[Saved entries]

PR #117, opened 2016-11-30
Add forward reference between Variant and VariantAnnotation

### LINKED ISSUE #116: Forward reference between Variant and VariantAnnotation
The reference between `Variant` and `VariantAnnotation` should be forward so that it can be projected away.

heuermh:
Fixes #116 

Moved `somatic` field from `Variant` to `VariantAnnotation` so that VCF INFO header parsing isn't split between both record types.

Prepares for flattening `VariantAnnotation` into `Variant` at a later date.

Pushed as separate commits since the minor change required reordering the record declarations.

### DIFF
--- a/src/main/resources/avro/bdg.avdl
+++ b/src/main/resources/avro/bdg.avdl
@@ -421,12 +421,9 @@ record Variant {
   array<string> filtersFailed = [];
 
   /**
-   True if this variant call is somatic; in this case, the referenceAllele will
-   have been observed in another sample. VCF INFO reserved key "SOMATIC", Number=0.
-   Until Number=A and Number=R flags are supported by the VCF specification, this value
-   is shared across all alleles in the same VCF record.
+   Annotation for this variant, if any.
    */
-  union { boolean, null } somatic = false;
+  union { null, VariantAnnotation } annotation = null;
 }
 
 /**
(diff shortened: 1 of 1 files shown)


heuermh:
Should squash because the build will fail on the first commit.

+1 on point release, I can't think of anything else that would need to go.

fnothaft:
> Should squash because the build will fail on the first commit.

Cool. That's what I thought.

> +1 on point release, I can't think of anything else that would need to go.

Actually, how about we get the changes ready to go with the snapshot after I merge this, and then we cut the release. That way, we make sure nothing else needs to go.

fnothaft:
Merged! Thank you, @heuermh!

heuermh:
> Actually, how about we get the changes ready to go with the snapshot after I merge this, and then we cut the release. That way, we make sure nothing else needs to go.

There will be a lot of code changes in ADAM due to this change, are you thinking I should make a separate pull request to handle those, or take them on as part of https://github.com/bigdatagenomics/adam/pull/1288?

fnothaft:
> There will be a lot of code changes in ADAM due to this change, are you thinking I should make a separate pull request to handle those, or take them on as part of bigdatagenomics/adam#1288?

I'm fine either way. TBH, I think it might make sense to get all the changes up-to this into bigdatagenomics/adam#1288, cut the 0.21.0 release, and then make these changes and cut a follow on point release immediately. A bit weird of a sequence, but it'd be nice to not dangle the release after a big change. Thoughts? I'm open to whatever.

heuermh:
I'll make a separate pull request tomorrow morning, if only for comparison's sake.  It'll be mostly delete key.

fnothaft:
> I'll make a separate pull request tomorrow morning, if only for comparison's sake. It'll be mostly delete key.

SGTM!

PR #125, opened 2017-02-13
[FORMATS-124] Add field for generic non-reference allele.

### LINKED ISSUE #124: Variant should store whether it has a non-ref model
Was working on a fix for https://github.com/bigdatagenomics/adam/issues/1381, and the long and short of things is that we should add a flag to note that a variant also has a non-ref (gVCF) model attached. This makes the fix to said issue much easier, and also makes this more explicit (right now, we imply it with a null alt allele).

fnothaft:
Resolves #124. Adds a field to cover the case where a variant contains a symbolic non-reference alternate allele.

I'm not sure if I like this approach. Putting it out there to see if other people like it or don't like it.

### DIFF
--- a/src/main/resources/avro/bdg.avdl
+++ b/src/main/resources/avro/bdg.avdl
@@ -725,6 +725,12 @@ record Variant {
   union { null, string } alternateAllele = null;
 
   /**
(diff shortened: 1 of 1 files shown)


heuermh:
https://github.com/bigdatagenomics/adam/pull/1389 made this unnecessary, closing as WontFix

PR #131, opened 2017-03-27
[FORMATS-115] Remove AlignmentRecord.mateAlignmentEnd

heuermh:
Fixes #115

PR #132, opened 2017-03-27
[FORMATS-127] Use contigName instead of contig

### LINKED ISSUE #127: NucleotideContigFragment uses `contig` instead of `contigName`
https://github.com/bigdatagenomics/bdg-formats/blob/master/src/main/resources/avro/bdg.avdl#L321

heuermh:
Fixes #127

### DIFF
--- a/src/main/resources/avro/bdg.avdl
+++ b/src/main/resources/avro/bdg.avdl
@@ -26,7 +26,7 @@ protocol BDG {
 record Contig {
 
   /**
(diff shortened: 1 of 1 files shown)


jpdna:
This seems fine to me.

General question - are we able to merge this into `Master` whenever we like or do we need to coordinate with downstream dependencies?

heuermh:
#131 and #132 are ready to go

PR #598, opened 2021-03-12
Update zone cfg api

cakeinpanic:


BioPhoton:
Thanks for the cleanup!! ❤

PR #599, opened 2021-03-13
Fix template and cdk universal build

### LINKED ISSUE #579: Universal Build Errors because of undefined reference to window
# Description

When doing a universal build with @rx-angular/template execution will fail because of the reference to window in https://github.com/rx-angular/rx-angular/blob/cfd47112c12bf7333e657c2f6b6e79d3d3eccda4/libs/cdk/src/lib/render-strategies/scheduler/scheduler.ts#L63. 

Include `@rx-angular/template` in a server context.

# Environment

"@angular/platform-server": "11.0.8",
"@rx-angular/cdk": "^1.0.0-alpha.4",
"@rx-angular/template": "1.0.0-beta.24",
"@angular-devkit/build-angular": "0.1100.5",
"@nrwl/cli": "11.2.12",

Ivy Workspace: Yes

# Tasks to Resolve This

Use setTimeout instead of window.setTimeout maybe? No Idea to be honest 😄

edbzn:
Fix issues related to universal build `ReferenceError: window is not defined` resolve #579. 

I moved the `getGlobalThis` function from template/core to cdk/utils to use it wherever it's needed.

:: WORK INSTRUCTION ::
Please return the full set of records exactly as given above.

:: ANSWER FOR THIS EXERCISE ::
PR #117, opened 2016-11-30
Add forward reference between Variant and VariantAnnotation

### LINKED ISSUE #116: Forward reference between Variant and VariantAnnotation
The reference between `Variant` and `VariantAnnotation` should be forward so that it can be projected away.

heuermh:
Fixes #116 

Moved `somatic` field from `Variant` to `VariantAnnotation` so that VCF INFO header parsing isn't split between both record types.

Prepares for flattening `VariantAnnotation` into `Variant` at a later date.

Pushed as separate commits since the minor change required reordering the record declarations.

### DIFF
--- a/src/main/resources/avro/bdg.avdl
+++ b/src/main/resources/avro/bdg.avdl
@@ -421,12 +421,9 @@ record Variant {
   array<string> filtersFailed = [];
 
   /**
-   True if this variant call is somatic; in this case, the referenceAllele will
-   have been observed in another sample. VCF INFO reserved key "SOMATIC", Number=0.
-   Until Number=A and Number=R flags are supported by the VCF specification, this value
-   is shared across all alleles in the same VCF record.
+   Annotation for this variant, if any.
    */
-  union { boolean, null } somatic = false;
+  union { null, VariantAnnotation } annotation = null;
 }
 
 /**
(diff shortened: 1 of 1 files shown)


heuermh:
Should squash because the build will fail on the first commit.

+1 on point release, I can't think of anything else that would need to go.

fnothaft:
> Should squash because the build will fail on the first commit.

Cool. That's what I thought.

> +1 on point release, I can't think of anything else that would need to go.

Actually, how about we get the changes ready to go with the snapshot after I merge this, and then we cut the release. That way, we make sure nothing else needs to go.

fnothaft:
Merged! Thank you, @heuermh!

heuermh:
> Actually, how about we get the changes ready to go with the snapshot after I merge this, and then we cut the release. That way, we make sure nothing else needs to go.

There will be a lot of code changes in ADAM due to this change, are you thinking I should make a separate pull request to handle those, or take them on as part of https://github.com/bigdatagenomics/adam/pull/1288?

fnothaft:
> There will be a lot of code changes in ADAM due to this change, are you thinking I should make a separate pull request to handle those, or take them on as part of bigdatagenomics/adam#1288?

I'm fine either way. TBH, I think it might make sense to get all the changes up-to this into bigdatagenomics/adam#1288, cut the 0.21.0 release, and then make these changes and cut a follow on point release immediately. A bit weird of a sequence, but it'd be nice to not dangle the release after a big change. Thoughts? I'm open to whatever.

heuermh:
I'll make a separate pull request tomorrow morning, if only for comparison's sake.  It'll be mostly delete key.

fnothaft:
> I'll make a separate pull request tomorrow morning, if only for comparison's sake. It'll be mostly delete key.

SGTM!

PR #125, opened 2017-02-13
[FORMATS-124] Add field for generic non-reference allele.

### LINKED ISSUE #124: Variant should store whether it has a non-ref model
Was working on a fix for https://github.com/bigdatagenomics/adam/issues/1381, and the long and short of things is that we should add a flag to note that a variant also has a non-ref (gVCF) model attached. This makes the fix to said issue much easier, and also makes this more explicit (right now, we imply it with a null alt allele).

fnothaft:
Resolves #124. Adds a field to cover the case where a variant contains a symbolic non-reference alternate allele.

I'm not sure if I like this approach. Putting it out there to see if other people like it or don't like it.

### DIFF
--- a/src/main/resources/avro/bdg.avdl
+++ b/src/main/resources/avro/bdg.avdl
@@ -725,6 +725,12 @@ record Variant {
   union { null, string } alternateAllele = null;
 
   /**
(diff shortened: 1 of 1 files shown)


heuermh:
https://github.com/bigdatagenomics/adam/pull/1389 made this unnecessary, closing as WontFix

PR #131, opened 2017-03-27
[FORMATS-115] Remove AlignmentRecord.mateAlignmentEnd

heuermh:
Fixes #115

PR #132, opened 2017-03-27
[FORMATS-127] Use contigName instead of contig

### LINKED ISSUE #127: NucleotideContigFragment uses `contig` instead of `contigName`
https://github.com/bigdatagenomics/bdg-formats/blob/master/src/main/resources/avro/bdg.avdl#L321

heuermh:
Fixes #127

### DIFF
--- a/src/main/resources/avro/bdg.avdl
+++ b/src/main/resources/avro/bdg.avdl
@@ -26,7 +26,7 @@ protocol BDG {
 record Contig {
 
   /**
(diff shortened: 1 of 1 files shown)


jpdna:
This seems fine to me.

General question - are we able to merge this into `Master` whenever we like or do we need to coordinate with downstream dependencies?

heuermh:
#131 and #132 are ready to go

PR #598, opened 2021-03-12
Update zone cfg api

cakeinpanic:


BioPhoton:
Thanks for the cleanup!! ❤

PR #599, opened 2021-03-13
Fix template and cdk universal build

### LINKED ISSUE #579: Universal Build Errors because of undefined reference to window
# Description

When doing a universal build with @rx-angular/template execution will fail because of the reference to window in https://github.com/rx-angular/rx-angular/blob/cfd47112c12bf7333e657c2f6b6e79d3d3eccda4/libs/cdk/src/lib/render-strategies/scheduler/scheduler.ts#L63. 

Include `@rx-angular/template` in a server context.

# Environment

"@angular/platform-server": "11.0.8",
"@rx-angular/cdk": "^1.0.0-alpha.4",
"@rx-angular/template": "1.0.0-beta.24",
"@angular-devkit/build-angular": "0.1100.5",
"@nrwl/cli": "11.2.12",

Ivy Workspace: Yes

# Tasks to Resolve This

Use setTimeout instead of window.setTimeout maybe? No Idea to be honest 😄

edbzn:
Fix issues related to universal build `ReferenceError: window is not defined` resolve #579. 

I moved the `getGlobalThis` function from template/core to cdk/utils to use it wherever it's needed.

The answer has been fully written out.